Cost functionm, also called loss function or error function, describes the degree of error between model output and target output.  For all variations of ANN, defining a cost function is needed. With an objective of minimizing the cost function, ANN can learn to incrementally update the values of weights and achieve better predictive power. In ANN, whenever the network gives an output that is far from the target, we know we have to change our weights significantly for our next iteration. Some popular activation functions are:
* Mean squared error 
$$
\begin{equation*}
J = \frac{1}{N}\sum_i (y_i - \hat{y_i})^{2}
\end{equation*}
$$
* Cross entropy
$$
\begin{equation*}
J = -\sum_i p_i \log \hat{p_i}
\end{equation*}
$$


In [16]:
def calculate_error(target, model_output):
    """
    Args
        model output (array)
        target (array)
    Returns
        error defined by cost function 
    """
    return np.sum((model_output - target)**2) / (2 * len(target))
    

### 3. Forward Propagation 

Forward propagation is the process of starting from input layer, multiply corresponding weights and go through transformations at each hidden layer, then arrive at the output layer. Between two layers we have    
$$
\begin{equation*}
Z = WX + b \\
a = \sigma(Z) 
\end{equation*}
$$

In [13]:
def forward_propagation(W, X, b):
    """
    Args 
        W (array): p X q matrix 
                   p is number of nodes in former layer, q is number of nodes for latter layer
        X (array): m X n matrix  
                   m is number of observations, n is dimension of input  
    Returns
    """
    return sigmoid(np.dot(W, X.T) + b)

### 4. Backward Propagation and Update Weights 

A lot of methods were tested to find an optimal set of weights. So far the best way for updating weights is to look for relationship between cost function $J$ and individual $w_i$. We can start by taking the derivative of $J$ with respect to $w_i$ and update its value depending on the error at each iteration. Each weight $w_i$ and bias $b$ can be updated as follow:
<br>
$$
\begin{equation*}
w_i = w_i - \alpha \frac{\partial J}{\partial w_i} \\
b = b - \alpha \frac{\partial J}{\partial b}
\end{equation*}
$$
<br>
with $\alpha$ being learning rate, a hyperparameter which determines the amplitude of change at each iteration. 

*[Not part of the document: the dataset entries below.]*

PR #143, opened 2018-10-16
Fixes typing issue around Region versus String region code in the NY 

jessex:
@ageiduschek: is this the same issue that you saw locally?

Good news: my unit test coverage in progress for this scraper caught this issue, so we're on our way towards fewer hapless bugs in the very near future.


jessex:
Fixed in #141.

### 5. Construct Neural Network to Learn XOR Operation  

Using the above individual pieces we can construct a simple 2-layer neural network (one output layer plus one hidden layer, input layer does not count). The 

In [None]:



X = np.array([[0, 0], [0, 1], [1, 0], [1, 1]]) # matrix with dimensions (4, 2)
y = np.array([[0, 1, 1, 0]]).T  # dim (4, 1)


W1 = [[0.1, -0.1], [0.1, -0.1]]
b1 = 0.1
W2 = [[-0.1, -0.1], [0.1, 0.1]]
b2 = -0.1


for i in range(len(X)):

    a1 = forward_propagation(W1, X[i], b1)
    a2 = forward_propagation(W2, a1, b2)
    
    e = calculate_error(y[i], a2)

    e 
    
    
    # backward propagation
    z2_delta = (z2 - y) * z2 * (1.0 - z2) 
    z2_gradient = np.dot(z1.T, z2_delta) 
    z1_delta = np.dot(z2_delta, W2.T) * z1 * (1.0 - z1) 
    z1_gradient = np.dot(X.T, z1_delta) 
    
    # update weights
    W2 -= learning_rate * z2_gradient
    W1 -= learning_rate * z1_gradient